The first thing that one finds compelling is the biographical sketches of key Beat figures (i.e. chapters 3 and 4 on Beat novelists and poets, respectively.) A disturbing number of Beats lived tragically short lives, owing to drugs, alcohol (e.g. Kerouac,) and sometimes just being around a violent contrarian. Even the Beats who lived long lives had their share of outlandishness, such as William Burroughs killing his wife, Joan Vollmer, in an ill-fate William Tell imitation. (Those who know Burroughs from later in his career may wonder why he even had a wife, being gay and all. That’s just one of the ways that hidden, latent, and repressed homosexuality plays out as tragedy in the Beat story of the socially conservative 1950’s.)

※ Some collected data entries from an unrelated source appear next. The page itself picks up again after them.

PR #732, opened 2015-06-11
Fix the set_flash matcher to accept a symbol as a param

### LINKED ISSUE #728: set_flash does not accept a symbol as key on 3.0.0.rc1
My spec is:

```ruby
post :create, params
is_expected.to set_flash[:notice].to(/sucesso/)
```
My controller redirect is

```ruby
redirect_to root_path, notice: 'Resposta criada com sucesso!'
```

This works on 2.7 but when I update to 3.0.0.rc1 the specs fail.
If I change the the key to a string the specs pass.

```ruby
post :create, params
is_expected.to set_flash['notice'].to(/sucesso/)
```
I think the expected behavior is that we accept string and symbol as keys.

maurogeorge:
This is a regression bug fix, on the previous version the matcher
accepts a string or a symbol as a param.

This commit brings back this behavior.

closes #728

### DIFF
--- a/spec/support/unit/shared_examples/set_session_or_flash.rb
+++ b/spec/support/unit/shared_examples/set_session_or_flash.rb
@@ -56,9 +56,28 @@ shared_examples_for 'set session or flash matcher' do
 
     context 'in the positive' do
       context 'if the given key is present in the store' do
-        it 'accepts' do
-          controller = controller_with_store('the key' => 'any value')
-          expect(controller).to set_store['the key']
+        context 'and controller set the key as a string' do
+          it 'accepts the param as a string' do
+            controller = controller_with_store('the_key' => 'any value')
+            expect(controller).to set_store['the_key']
+          end
+
+          it 'accepts the param as a symbol' do
+            controller = controller_with_store('the_key' => 'any value')
+            expect(controller).to set_store[:the_key]
+          end
+        end
+
+        context 'and controller set the key as a symbol' do
+          it 'accepts the param as a string' do
+            controller = controller_with_store(the_key: 'any value')
+            expect(controller).to set_store['the_key']
+          end
+
+          it 'accepts the param as a symbol' do
+            controller = controller_with_store(the_key: 'any value')
+            expect(controller).to set_store[:the_key]
+          end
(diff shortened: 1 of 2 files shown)


spec/support/unit/shared_examples/set_session_or_flash.rb
```diff
@@ -56,9 +56,28 @@
 
     context 'in the positive' do
       context 'if the given key is present in the store' do
-        it 'accepts' do
-          controller = controller_with_store('the key' => 'any value')
-          expect(controller).to set_store['the key']
+        context 'and controller set the key as a string' do
```
mcmire: s/set/sets/

spec/support/unit/shared_examples/set_session_or_flash.rb
```diff
@@ -56,9 +56,28 @@
...
+            expect(controller).to set_store['the_key']
+          end
+
+          it 'accepts the param as a symbol' do
+            controller = controller_with_store('the_key' => 'any value')
+            expect(controller).to set_store[:the_key]
+          end
+        end
+
+        context 'and controller set the key as a symbol' do
```
mcmire: Do we need these tests? I think that `controller_with_store(the_key: 'any value')` will translate to `flash[:the_key] = 'any value'` which should work regardless of what is given to the matcher. This seems like testing Rails.

spec/support/unit/shared_examples/set_session_or_flash.rb
mcmire: (but, see comment below)

spec/support/unit/shared_examples/set_session_or_flash.rb
maurogeorge: You are right, I checked the `values_to_check` on the `FlashStore#has_key?` and the values are always a string.

I updated the code, let's wait for Travis.

mcmire:
Thanks! Merged as c6cc26d4febe62f950adaea11f4b6a1f823f5a51.

maurogeorge:
Thanks for the merge :heart:

PR #733, opened 2015-06-13
Run formatter documentation when running a single file

maurogeorge:
Today if we run a single file or spec like `callback_matcher_spec.rb` or `callback_matcher_spec.rb:12` the formatter is the default dot.

With this config when we run a single file or spec the formatter is the documentation and when we run the suite the formatter is the default dot.

I think this is good when we are working since we have the documentation output when we are doing the TDD and the regular formatter on running all suite.

### DIFF
--- a/spec/unit_spec_helper.rb
+++ b/spec/unit_spec_helper.rb
@@ -30,6 +30,10 @@ RSpec.configure do |config|
     c.syntax = :expect
   end
 
+  if config.files_to_run.one?
+    config.default_formatter = 'doc'
+  end
+
   config.mock_with :rspec
 
   if config.respond_to?(:infer_spec_type_from_file_location!)


mcmire:
This is a good idea. What about making it so that it's the default formatter regardless of how many files you're running? Also I'm wondering if it'd be good to add this to the integration_spec_helper too?

maurogeorge:
I agree on adding this on the `integration_spec_helper`.

About the doc formatter when running more than one file I personally don't like because you see a lot of output that is impossible to read, since this will be scrolling in the window.

But if you prefer I can update to this.

mcmire:
Thanks! What you have works for me.

maurogeorge:
Thanks for the merge @mcmire

PR #737, opened 2015-06-24
Allow the use of matchers with just rspec expectations gem

majioa:
Allow the use of matchers for the just rspec expectations, apart the whole RSpec.

 * It adds the specific test framework that just includes the specified
   libraries directly to RSpec::Matchers.

In configuration block

    with.test_framework :rspec_exp

should be used.

The addition is covered with an acceptance test.

### DIFF
--- a/README.md
+++ b/README.md
@@ -8,6 +8,10 @@ complex, and error-prone.
 
 ----
 
+**NOTE: Shoulda Matchers is currently undergoing a changing of the guard. We will not be as responsive to answer questions or issues while we make this transition. Sorry about that.**
+
+----
+
 ### ActiveModel matchers
 
 * **[allow_mass_assignment_of](lib/shoulda/matchers/active_model/allow_mass_assignment_of_matcher.rb)**


maurogeorge:
Hi @majioa thanks for your PR :100: 

I have a doubt, do you have a real test case for this feature? I mean the [RSpec, Minitest and Test-unit](https://www.ruby-toolbox.com/categories/testing_frameworks) seems to be the most used unit test framework and shoulda-matchers support they.

The RSpec Expectations is to be used with [other test framework, like Minitest and Test-unit](http://www.relishapp.com/rspec/rspec-expectations/docs/test-frameworks/minitest-integration). Your test case is for example: the user that use [bacon](https://github.com/chneukirchen/bacon) with [rspec-expectations](https://github.com/rspec/rspec-expectations)?

majioa:
@maurogeorge the real test case is the cucumber + rspec-expectations + shoulda-matchers, in one of projects of mine.

maurogeorge:
@majioa thanks for the feedback.

I think the goal of the shoulda-matchers is to provide matchers to be used on unit tests, not on acceptance tests, which is the case of cucumber. Since the purpose of the tests are different.

Let's wait for a feedback from @mcmire.

mcmire:
@majioa I'm not completely opposed to this, but this is definitely a new use case I haven't seen before. I realize that RSpec::Expectations can be used outside of RSpec, but as mentioned, shoulda-matchers wasn't designed to be used outside of RSpec and Minitest (the `it { should do_whatever }` pattern works really nicely here). That doesn't mean it isn't a good idea, of course, but I haven't seen anyone try to use it before. I guess my fear, really, is that if we merged this, we'd be supporting a use case that wouldn't be utilized that often -- I can easily see this feature being forgotten about down the road. With that in mind, would it be possible for you to publish a gem that adds this instead? I can then mention this project in the README. This would let me judge how popular this would be.

majioa:
@maurogeorge `Cucumber` is just a tool, that allows your to test a behavour, in some case we may a state represent as a behavour of stasis. So there no principle position what should I test with cucumber, model, controller, or user acitivity. When I test a controller I test its actions at first, when I test a user acitivity I test the behaviour the app in whole, and when I test a model, I validate the behavour of model's, and record's activity. The mean reason to avoid the `rspec` is keep my project with minimal set of gems, include test/development environments. So I just select cucumber, in favor of rspec, but since rspec allows me to write the useful constructions `expect/to`,I just included `rspec-expectations` to me project.

@mcmire well,  the project when I used the construction `cucumber + rspec-expectations + shoulda-matchers` is here: https://github.com/znamenica/bukovina/tree/master/features

maurogeorge:
@majioa Sorry that's sound that I said you are wrong using cucumber to test your model, this was not my intention :innocent:

What I mean is usually I wrote my unit tests using RSpec or Minitest and acceptance directly on the [RSpec (like shoulda-matchers does)](https://github.com/thoughtbot/shoulda-matchers/tree/master/spec/acceptance). In a case when a project already have Cucumber for acceptance tests I probably wrote unit tests using RSpec, or if I want to reduce dependencies use the Minitest.
With the idea of built a [Test Pyramid](http://martinfowler.com/bliki/TestPyramid.html) with more unit tests and less acceptance tests.

I have the same concern as @mcmire

> I guess my fear, really, is that if we merged this, we'd be supporting a use case that wouldn't be utilized that often -- I can easily see this feature being forgotten about down the road. 

I agree with the idea of publish a gem that adds this behaviour.

majioa:
> With the idea of built a Test Pyramid with more unit tests and less acceptance tests.

Of course I'm albe to apply Test Pyramid , Test Cylinder, etc. But that is good idea to use for whole pyramid, cylinder etc, the single tool RSpec, Cucumber, etc. It seems for me strange to use many ones. 

So I prefer `cucumber + rspec-expectations + shoulda-matchers` rather than `cucumber + rspec-expectations + shoulda-matchers + minitest`.

>  I agree with the idea of publish a gem that adds this behaviour.

Which the gem do you mean?

maurogeorge:
@majioa I understand you, in the end is about choices and trade-offs.

About the gem, @mcmire [said](https://github.com/thoughtbot/shoulda-matchers/pull/737#issuecomment-115108135):

> With that in mind, would it be possible for you to publish a gem that adds this instead? I can then mention this project in the README. This would let me judge how popular this would be.

mcmire:
Okay, after taking another look at this, I'll merge this in. It seems that if you have some kind of assertion library loaded (whether Minitest or RSpec), Cucumber [automatically mixes in helpers to let you use that library](https://github.com/cucumber/cucumber-ruby/blob/8c12414e2ba9760bdc9a6e76c6b6b3afd774d552/lib/cucumber/rb_support/rb_language.rb#L123). So it's totally something you're supposed to do with Cucumber -- I didn't know this before!

I'm going to hold off on merging this until 3.1.0 as I want to get 3.0.0 out the door, so I'll keep this open until then.

majioa:
@mcmire  good to hear, thanx =)

majioa:
closed in favor of #910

The second thing I found absorbing was the discussion of how these writers and poets made art. Like the aforementioned Transcendentalists, the Beats drew heavily on Eastern philosophies and psychologies – most notably Buddhism, and Zen, in particular. Beat authors not only looked to the East for subject matter and aesthetics, but also to help them achieve the spontaneity and nowness associated with Zen. However, this wasn’t wholesale conversion to Buddhism, it remained a uniquely American strain, and also sought to draw inspiration from that most American of arts, Jazz.

If you’re interested in the Beats or their approach to writing, I’d highly recommend reading this book.